Issue #1876, opened 2024-06-19
Bug: UI requirement validation fails if optional SingleChoice field is not entered


haxtibal:
To reproduce, start `strictdoc server` for the following empty document and go to the web UI.

```
[DOCUMENT]
TITLE: Overview

[GRAMMAR]
ELEMENTS:
- TAG: REQUIREMENT
  FIELDS:
  - TITLE: UID
    TYPE: String
    REQUIRED: True
  - TITLE: TITLE
    TYPE: String
    REQUIRED: False
  - TITLE: STATEMENT
    TYPE: String
    REQUIRED: True
  - TITLE: MAYBE
    TYPE: SingleChoice(A, B, C, D)
    REQUIRED: False
```

Then try to add a new requirement
- enter text in fields UID, TITLE, STATEMENT
- leave field MAYBE blank

Expectation: UI validation passes. It's ok to leave MAYBE blank, because it has `REQUIRED: False` in the grammar.

Actual: UI validation fails with "Node's MAYBE must be a value one of A, B, C, D. ".

stanislaw:
Thanks for reporting this as well!

I was too short-sighted when rushing to implement this quickly. Another part missing is the validation of MultipleChoice fields which I wanted to complete still in Q2.

Fixing this should be rather easy.

stanislaw:
I have released a new nightly Pip with a fix (`pip install --pre`).

The rest of the related work is tracked here: https://github.com/strictdoc-project/strictdoc/issues/1076. If editing MultipleChoice fields is important for you right now, consider contributing a PR with the same kind of validation.

(I am working towards finishing the FREETEXT-TEXT epic here: https://github.com/strictdoc-project/strictdoc/issues/1864, and most of the must-parts are in place now. Hoping to release a new version by the beginning of next week. After that, there will be a usual re-prioritization of everything, and something else will be worked on next.)

Issue #1076, opened 2023-03-25
UI: Grammar with non-string types


stanislaw:
Also editing requirement with non-string grammar types:

- [x] SingleChoice: Allow editing options in the UI using a dropdown menu.
- [x] SingleChoice: Prevent a node/requirement form from being saved if a value is out of range.
- [x] MultipleChoice: Prevent a node/requirement form from being saved if a value is out of range.

```
NotImplementedError: GrammarElementFieldSingleChoice(title = "COVERAGE_SINGLE", options = [2 elements], required = False, _tx_position = 357, _tx_position_end = 440, parent = GrammarElement(...), gef_type = "SingleChoice")
```

This ticket can be done together with https://github.com/strictdoc-project/strictdoc/issues/1022.

The follow-up work: #2230.

johanenglund:
Dropdowns in UI for single and multi choice is given a +1 upvote by me!

stanislaw:
Closing this in favor of only one follow-up issue: https://github.com/strictdoc-project/strictdoc/issues/1076.

PR #1878, opened 2024-06-20
UI: Support MultipleChoice in requirement form

haxtibal:
As suggested yesterday in #1876.

### DIFF
--- a/strictdoc/export/html/form_objects/requirement_form_object.py
+++ b/strictdoc/export/html/form_objects/requirement_form_object.py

| What you need to do |
Exact copies of all entries are what's needed here.

| Written answer |
Issue #1876, opened 2024-06-19
Bug: UI requirement validation fails if optional SingleChoice field is not entered


haxtibal:
To reproduce, start `strictdoc server` for the following empty document and go to the web UI.

```
[DOCUMENT]
TITLE: Overview

[GRAMMAR]
ELEMENTS:
- TAG: REQUIREMENT
  FIELDS:
  - TITLE: UID
    TYPE: String
    REQUIRED: True
  - TITLE: TITLE
    TYPE: String
    REQUIRED: False
  - TITLE: STATEMENT
    TYPE: String
    REQUIRED: True
  - TITLE: MAYBE
    TYPE: SingleChoice(A, B, C, D)
    REQUIRED: False
```

Then try to add a new requirement
- enter text in fields UID, TITLE, STATEMENT
- leave field MAYBE blank

Expectation: UI validation passes. It's ok to leave MAYBE blank, because it has `REQUIRED: False` in the grammar.

Actual: UI validation fails with "Node's MAYBE must be a value one of A, B, C, D. ".

stanislaw:
Thanks for reporting this as well!

I was too short-sighted when rushing to implement this quickly. Another part missing is the validation of MultipleChoice fields which I wanted to complete still in Q2.

Fixing this should be rather easy.

stanislaw:
I have released a new nightly Pip with a fix (`pip install --pre`).

The rest of the related work is tracked here: https://github.com/strictdoc-project/strictdoc/issues/1076. If editing MultipleChoice fields is important for you right now, consider contributing a PR with the same kind of validation.

(I am working towards finishing the FREETEXT-TEXT epic here: https://github.com/strictdoc-project/strictdoc/issues/1864, and most of the must-parts are in place now. Hoping to release a new version by the beginning of next week. After that, there will be a usual re-prioritization of everything, and something else will be worked on next.)

Issue #1076, opened 2023-03-25
UI: Grammar with non-string types


stanislaw:
Also editing requirement with non-string grammar types:

- [x] SingleChoice: Allow editing options in the UI using a dropdown menu.
- [x] SingleChoice: Prevent a node/requirement form from being saved if a value is out of range.
- [x] MultipleChoice: Prevent a node/requirement form from being saved if a value is out of range.

```
NotImplementedError: GrammarElementFieldSingleChoice(title = "COVERAGE_SINGLE", options = [2 elements], required = False, _tx_position = 357, _tx_position_end = 440, parent = GrammarElement(...), gef_type = "SingleChoice")
```

This ticket can be done together with https://github.com/strictdoc-project/strictdoc/issues/1022.

The follow-up work: #2230.

johanenglund:
Dropdowns in UI for single and multi choice is given a +1 upvote by me!

stanislaw:
Closing this in favor of only one follow-up issue: https://github.com/strictdoc-project/strictdoc/issues/1076.

PR #1878, opened 2024-06-20
UI: Support MultipleChoice in requirement form

haxtibal:
As suggested yesterday in #1876.

### DIFF
--- a/strictdoc/export/html/form_objects/requirement_form_object.py
+++ b/strictdoc/export/html/form_objects/requirement_form_object.py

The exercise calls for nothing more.